Joe Biden, like each and every one of the 45 presidents of the United States to this day, is a man. Also, like everyone except one, he is white. And to finish, he will be 70 years old. As the Democratic constituency is increasingly different from Biden (diverse, young, female), it is highly unlikely that the candidate will choose another white man to accompany him. In fact, he himself got engaged to choose a woman as a candidate for vice president during the primaries.

The former vice president is not short of candidates for the job, although the position comes with some difficult demands. In the middle of the #MeToo era, the woman who accompanies Biden in his candidacy will be forced time and time again to defend his boss from the accusations from Tara Reade, a woman who worked for him and who says the then-senator abused her in 1993. The Democratic candidate he denied.

Another feature that would be interesting to Biden is for his ballot partner to help him mobilize the black vote. In 2016 Hillary Clinton became With the support than 90% of African American voters, but they turned out to vote a lot less than in the previous two presidential elections. His participation dropped seven points and that decline could be decisive for the result, costing Democrats key states like Ohio and Florida.
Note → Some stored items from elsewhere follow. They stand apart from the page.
PR #1617, opened 2023-03-30
fix controller dead client handling; added stats pool to_dict

yanchengnv:
### Description

The PR addresses the following issues:
- In controller.py, there is a bug in setting the dead client report time. The report time should only record the first time the report is received, not resetting it repeatedly; otherwise the dead client logic will never be triggered.
- Also changed to use config service for dead client/job processing parameters.
- Added stats pool to_dict logic to enable pool stats to be written to file.
- Modified flare_api to use a generic way to detect job completion.

### Types of changes

- [ ] Documentation updated.

### DIFF
--- a/nvflare/apis/impl/controller.py
+++ b/nvflare/apis/impl/controller.py
@@ -24,6 +24,7 @@ from nvflare.apis.fl_context import FLContext
 from nvflare.apis.responder import Responder
 from nvflare.apis.shareable import Shareable, make_copy
 from nvflare.apis.signal import Signal
+from nvflare.fuel.utils.config_service import ConfigService
 from nvflare.security.logging import secure_format_exception
 from nvflare.widgets.info_collector import GroupInfoCollector, InfoCollector
 
@@ -36,6 +37,12 @@ from .task_manager import TaskCheckStatus, TaskManager
 _TASK_KEY_ENGINE = "___engine"
 _TASK_KEY_MANAGER = "___mgr"
 _TASK_KEY_DONE = "___done"
+
+# wait this long since client death report before treating the client as dead
+_CONFIG_VAR_DEAD_CLIENT_GRACE_PERIOD = "dead_client_grace_period"
+
+# wait this long since job schedule time before starting to check dead clients
+_CONFIG_VAR_DEAD_CLIENT_CHECK_LEAD_TIME = "dead_client_check_lead_time"
 
 
 def _check_positive_int(name, value):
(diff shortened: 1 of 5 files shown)


nvflare/apis/impl/controller.py
```diff
@@ -979,10 +988,12 @@ def _check_dead_clients(self):
     def _client_still_alive(self, client_name):
         now = time.time()
         report_time = self._dead_client_reports.get(client_name, None)
+        grace_period = ConfigService.get_float_var(name=_CONFIG_VAR_DEAD_CLIENT_GRACE_PERIOD, default=30.0)
```
YuanTingHsieh, line 991: just a note, in the future it might be good if we have a common place to keep these default values for timing so that people can just check that

nvflare/fuel/utils/stats_utils.py
```diff
@@ -311,3 +311,23 @@ def new_message_size_pool(name: str, description="", marks=None) -> HistPool:
     if not marks:
         marks = (0.01, 0.1, 1, 10, 50, 100, 200, 500, 800, 1000)
     return HistPool(name=name, description=description, marks=marks, unit="MB")
+
+
+VALID_HIST_MODES = [StatsMode.COUNT, StatsMode.PERCENT, StatsMode.AVERAGE, StatsMode.MAX, StatsMode.MIN]
+
+
+def parse_hist_mode(mode: str) -> str:
```
YuanTingHsieh, line 319: do we have any usages of this method?

nvflare/fuel/flare_api/flare_api.py
```diff
@@ -431,11 +431,7 @@ def monitor_job(
             if not job_status:
                 raise InternalError(f"missing status in job {job_id}")
 
-            if job_status in [
-                RunStatus.FINISHED_EXECUTION_EXCEPTION.value,
-                RunStatus.FINISHED_COMPLETED.value,
-                RunStatus.FINISHED_ABORTED,
-            ]:
+            if job_status.startswith("FINISHED"):
```
YuanTingHsieh, line 434: If not using `RunStatus` anymore needs to remove the import otherwise the style tests failed.

nvflare/apis/impl/controller.py
yanchengnv: Yes, I'm thinking the same thing. We'll need to centrally manage all such control vars so they can be easily documented and explained to other people.

nvflare/fuel/flare_api/flare_api.py
yanchengnv: Ah, good catch. Will change.

nvflare/fuel/utils/stats_utils.py
yanchengnv: Another good catch! It was taken out from _parse_mode from net_manager.py, and intended to be used by the StatsViewer tool (to be checked in separate PR). I need to remove _parse_mode from net_manager and use this func.

nvflare/fuel/flare_api/flare_api.py
yanchengnv: Fixed

nvflare/fuel/utils/stats_utils.py
yanchengnv: Changed net_manager to use this func.

YuanTingHsieh (approved):
Thanks, LGTM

That’s why we see so many African-American women on all the lists of possible vice presidential candidates for Biden.

The candidate himself has said that he would choose Michelle Obama without hesitation, but that she does not want the position (and does not want it). Another widely cited name is Stacey Abrams, who rose to prominence as she came very close to taking from Republicans the office of governor of the very conservative state of Georgia. She herself has declared publicly interested in the appointment and, with no false modesty, adds that it would be an “excellent” choice.
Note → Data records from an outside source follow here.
PR #1618, opened 2023-03-30
Fix various notebook bugs [skip ci]

chesterxgchen:
### Description

There were several issues with notebooks including 
1) using Server1 instead of localhost for server name
2) another bugs

we modify the code to fix those issues.  During test, we also noticed there is some issues with running tu_api_notebooks.sh (where we start/run/stop pieces are together). So for now, we remove that scripts
Also, the shutdown is not equallently kill, a proper shutdown ( gracefully) will be needed in another PR

### Types of changes

- [ ] Documentation updated.


examples/tutorials/flare_api.ipynb
```diff
@@ -160,8 +159,31 @@
...
+  {
+   "cell_type": "code",
+   "execution_count": null,
+   "id": "b162ce0e-e219-475d-a014-9a7a23145239",
+   "metadata": {
+    "tags": []
+   },
+   "outputs": [],
+   "source": [
     "! tree ../hello-world/hello-numpy-sag {provision_dir}/{username}/transfer/"
```
YuanTingHsieh, line 187: is this tree command viewing `../hello-world/hello-numpy-sag`? 
or `{provision_dir}/{username}/transfer/`?

when you pass two params into tree, what does it do?

nvflare/lighter/provision.py
```diff
@@ -63,7 +63,6 @@ def handle_provision(args):
     current_path = os.getcwd()
     custom_folder_path = os.path.join(current_path, args.custom_folder)
     sys.path.append(custom_folder_path)
-    print("\nPath list (sys.path) for python codes loading: {} \n".format(sys.path))
```
YuanTingHsieh, line 66: why remove this line?
although not sure if this is needed anymore @IsaacYangSLA can you comment on this

YuanTingHsieh (approved):

nvidianz (approved):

In addition to her, Biden could also look at Kamala Harris. The California black senator was her rival during the Democratic primaries and even had some confrontation in the debates, but he already said last December that he would take her into account for the position, even though they were still adversaries at the time. Another interesting choice would be African-American Congresswoman Val Demings, who is also from the key state of Florida.

Although Trump’s four-plus-year prospect should be a huge motivator for any Democrat, Joe Biden could also use his choice of a vice president to thrill the left wing of the party. No one escapes that he represents the most centrist part of the Democrats, a member of the establishment, and that millions of young voters would rather have seen another candidate win the primaries. Maybe I could wink at them in choosing their vice president.
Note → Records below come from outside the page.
PR #1619, opened 2023-03-30
Do not shutdown job runner when server turn to cold state

YuanTingHsieh:
### Description

If we have 2 servers, and keep promoting each other.
p1 -> p2 -> p1 (job runner dead)

We will shutdown the job runner then server is not functioning.

After HOT turn to COLD.
We should NOT shutdown job runner, but instead have it standby.

### Types of changes

- [ ] Documentation updated.

### DIFF
--- a/nvflare/private/fed/server/fed_server.py
+++ b/nvflare/private/fed/server/fed_server.py
@@ -509,18 +509,19 @@ class FederatedServer(BaseServer):
             if self.admin_server:
                 self.admin_server.client_heartbeat(token, client_name)
 
-            abort_runs = self._sync_client_jobs(request, token)
             reply = self._generate_reply(
                 headers={CellMessageHeaderKeys.MESSAGE: "Heartbeat response"}, payload=None, fl_ctx=fl_ctx
             )
-            if abort_runs:
-                reply.set_header(CellMessageHeaderKeys.ABORT_JOBS, abort_runs)
+            if isinstance(self.server_state, HotState):
+                abort_runs = self._sync_client_jobs(request, token)
+                if abort_runs:
+                    reply.set_header(CellMessageHeaderKeys.ABORT_JOBS, abort_runs)
 
-                display_runs = ",".join(abort_runs)
-                self.logger.debug(
-                    f"These jobs: {display_runs} are not running on the server. "
-                    f"Ask client: {client_name} to abort these runs."
-                )
+                    display_runs = ",".join(abort_runs)
+                    self.logger.debug(
+                        f"These jobs: {display_runs} are not running on the server. "
+                        f"Ask client: {client_name} to abort these runs."
+                    )
             return reply
 
     def _sync_client_jobs(self, request, client_token):
@@ -532,7 +533,7 @@ class FederatedServer(BaseServer):
         # also check jobs that are running on server but not on the client
         jobs_on_server_but_not_on_client = list(set(server_jobs).difference(client_jobs))
         if jobs_on_server_but_not_on_client:
-            # should this job be running on the client?
+            # notify all the participating clients these jobs are not running on server anymore
             for job_id in jobs_on_server_but_not_on_client:
                 job_info = self.engine.run_processes[job_id]
                 participating_clients = job_info.get(RunProcessKey.PARTICIPANTS, None)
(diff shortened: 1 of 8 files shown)


yanchengnv:
This is a hole in our system. Please do not merge this PR until we have a thorough discussion with the team.

nvflare/private/fed/server/fed_server.py
```diff
@@ -808,6 +808,7 @@ def stop_training(self):
 
     def fl_shutdown(self):
         self.engine.stop_all_jobs()
+        self.engine.stop_job_runner()
```
yhwen, line 811: self.engine.stop_all_jobs() will shutdown all the running jobs. This should not be called when the server turning to Cold, otherwise the running won't be able to switch to new SP and keep running. Instead, we need to work on a new function to stop all the running job processes, but however, not to impact the snapshot storage and job status storage.

yhwen (changes requested):

nvflare/private/fed/server/job_runner.py
```diff
@@ -528,4 +528,3 @@ def stop_all_runs(self, fl_ctx: FLContext):
             self.stop_run(job_id, fl_ctx)
 
         self.log_info(fl_ctx, "Stop all the running jobs.")
-        self.ask_to_stop = True
```
yhwen, line 531: Add back here the:

self.ask_to_stop = True

So the server_engine stop_all_jobs() does not have to call two of the job_runner methods.

self.job_runner.stop_all_runs(fl_ctx)
self.job_runner.stop()

nvflare/private/fed/server/server_engine.py
```diff
@@ -779,6 +780,12 @@ def start_client_job(self, job_id, client_sites):
     def stop_all_jobs(self):
         fl_ctx = self.new_context()
         self.job_runner.stop_all_runs(fl_ctx)
+        self.job_runner.stop()
+
+    def pause_server_jobs(self):
+        running_jobs = list(self.run_processes.keys())
+        for job_id in running_jobs:
+            self.abort_app_on_server(job_id)
```
yhwen, line 788: This will cause the JobRunner to stop the job run and update the job status from the Cold server. Need to add the following to remove the job from the JobRunner running_jobs:

            with self.lock:
                del self.job_runner.running_jobs[job_id]

nvflare/private/fed/server/fed_server.py
```diff
@@ -509,18 +509,19 @@ def client_heartbeat(self, request: Message) -> Message:
...
             )
-            if abort_runs:
-                reply.set_header(CellMessageHeaderKeys.ABORT_JOBS, abort_runs)
-
-                display_runs = ",".join(abort_runs)
-                self.logger.debug(
-                    f"These jobs: {display_runs} are not running on the server. "
-                    f"Ask client: {client_name} to abort these runs."
-                )
+            if isinstance(self.server_state, HotState):
```
yhwen, line 515: No need to make the change for this HotState check. The "self._handle_state_check(state_check, fl_ctx)" before already ensure only HotState can reach here.

yhwen (changes requested):

nvflare/private/fed/server/fed_server.py
YuanTingHsieh: "handle_state_check" only sets a prop inside fl_ctx.

Cold state can also reach here.

nvflare/private/fed/server/job_runner.py
YuanTingHsieh: Ok will do

nvflare/private/fed/server/fed_server.py
yhwen: You are right. But the proper fix is to do something like this:

    def _handle_state_check(self, state_check, fl_ctx: FLContext):
        if state_check.get(ACTION) in [NIS, ABORT_RUN]:
            fl_ctx.set_prop(FLContextKey.COMMUNICATION_ERROR, state_check.get(MESSAGE), sticky=False)
            return False
        return True

And:

            if self._handle_state_check(state_check, fl_ctx):
                return

yhwen (approved):
LGTM now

Bernie Sanders is another white septuagenarian like Biden and also doesn’t seem to have much interest in the appointment. The second option would be his also former rival in the primaries, Elizabeth Warren, very popular in the most left-wing sector of the Democratic Party. She has already said that I would be delighted.

One choice that would surely piss off the most leftists and give them a reason to stay home on election day is Amy Klobuchar. We are talking about another of Biden’s rivals in the Democratic primaries, but one that is much closer to him ideologically. I would not complete him on that side but, as a senator for Minnesota, it is true that he comes from a region of the country to which the Democratic candidate will have to pay close attention if he wants to block a second Trump term.

Among so many women who publicly campaign to be Biden’s candidate, there is one who seems hell-bent on getting out of the way. Michigan Governor Gretchen Whitmer has become a star among Democrats in these times of coronavirus. Her cold blood in the face of conservative pressures to end the confinement have made her famous, but has said quite emphatically that she is not interested in going to work at the White House.

Abrams, Harris, Warren, Klobuchar, Demings … only Biden knows who will be the chosen one, or maybe not even him. We’ll see who he chooses to try to get to the White House.